Role of cortisol in the ACTH-induced suppression of testicular steroidogenesis in guinea pigs.

Abstract

In order to investigate the role of cortisol in the regulation of testicular function, adult male guinea pigs were challenged with ACTH (20 IU), cortisol (8 or 16 mumol), or with ACTH plus dexamethasone (DEX, 2 mumol). The amounts of cortisol, testosterone, progesterone, and androstenedione present in the plasma or secreted by incubated adrenals or testes were determined by radioimmunoassay. The plasma concentrations of LH were determined using a radioimmunoassay for rat LH. ACTH treatment elevated cortisol plasma concentrations to 999% of control values, whereas it reduced testosterone plasma levels to 43% of control values. ACTH treatment did not affect LH plasma levels. A significant negative correlation was found in ACTH-treated animals, when the cortisol and testosterone plasma concentrations in serially taken blood samples (30-240 min after treatment) were compared (rs = -0.90 and rs = -0.99, P < 0.05). In addition to cortisol, ACTH raised progesterone and androstenedione plasma concentrations.
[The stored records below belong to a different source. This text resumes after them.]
PR #1584, opened 2025-01-11
More consistent hillshading across zoom levels

pierotofy:
I realized that the dynamic tiler applies hillshading inconsistently, e.g. at higher zoom levels the shading appears "lighter" than lower zoom levels. This can be noticed when zooming in/out. This is because the formula for `delta_scale` was linear, instead of quadratic, which is incorrect.

This would also lead to inconsistencies when exporting hillshaded DEMs, where the hillshading looked particularly "light" instead of looking like on-screen.

### DIFF
--- a/app/api/hillshade.py
+++ b/app/api/hillshade.py
@@ -71,12 +71,6 @@ class LightSource:
             A 2d array of illumination values between 0-1, where 0 is
             completely in shadow and 1 is completely illuminated.
         """
-
-        # Because most image and raster GIS data has the first row in the array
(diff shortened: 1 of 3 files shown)


pierotofy:
master

pierotofy:
There's also a consistency problem with color scaling, since during export we have white background that pushes the max value of the RGB data to 255, whereas most colormaps don't have pure white. Working on a fix for that..

pierotofy:
Current map view (left) vs export (right):

image

After disabling contrast stretching:

image

PR #1585, opened 2025-01-13
JS bundle optimization, placeholder loading screens

pierotofy:
A few optimizations to reduce the size of the js bundles.


pierotofy:
Aside from several graphical fixes, the coolest addition of this PR are placeholder loading screens:

image

This will make the feel of the UI much snappier as WebODM loads code and models.

Issue #1567, opened 2024-10-28
Cesium Ion Plugin activated prevents loading the task contents of the dashboard in any project


luismgarciac:
### How did you install WebODM (docker, installer, etc.)?

Windows 11 Home, WSL, Ubuntu 22.04.5 LTS, Docker Desktop
WebODM 2.5.5

### What's your browser and operating system? (Copy/paste the output of https://www.whatismybrowser.com/)

[Edge 130 on Windows 11](https://www.whatismybrowser.com/detect/what-version-of-edge-do-i-have/)
[Chrome 130 on Windows 11](https://www.whatismybrowser.com/detect/what-version-of-chrome-do-i-have/)

### What is the problem?

I am trying to use the Cesium Ion Plugin to automatically upload and georeference a 3D textured model created with WebODM, but when I activate the Cesium and go to the dashboard I am unable to open any dataset from any model, the menu of the dataset goes blank, so I am not even able to try the Cesium Ion Plugin.

However, if I upload the data directly to Cesium Ion, the data is visible but not georeferenced, and has to be georeferenced manually.

### How can we reproduce this? (What steps trigger the problem? What parameters are you using for processing? Include screenshots. If you are having issues processing a dataset, you must include a copy of your dataset uploaded on Dropbox, Google Drive or https://dronedb.app)

I have uploaded to Google Cloud a dataset that I intend to use for this purpose, but any other dataset produces the same results:
https://drive.google.com/file/d/1TYiYmjVLzHNGAJT1A5i73op-Ft1ZPVQQ/view?usp=drive_link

If animals were treated with 2 mumol DEX + ACTH, the plasma levels of cortisol and androstenedione but not of progesterone, testosterone or LH were changed. ACTH stimulated the in vitro secretion of cortisol, progesterone and androstenedione by the adrenals but reduced the in vitro release of androstenedione and testosterone by the testes. In summary, treatment of guinea pigs resulted in elevated cortisol and in reduced testosterone plasma concentrations. The mechanism of the cortisol-induced inhibition of testicular function was independent of the LH plasma concentrations. The in vitro experiments indicate that cortisol directly interacts with the Leydig cells, presumably by inhibiting the activity of the testicular 17 alpha-hydroxylase and/or C17,20-lyase. Taking into account the results of comparable investigations in the rat, the inhibition of the testicular 17 alpha-hydroxylase and/or C17,20-lyase takes place if the intracellular cortisol exceeds the capacity of the 11 beta-hydroxysteroid dehydrogenase to inactivate it.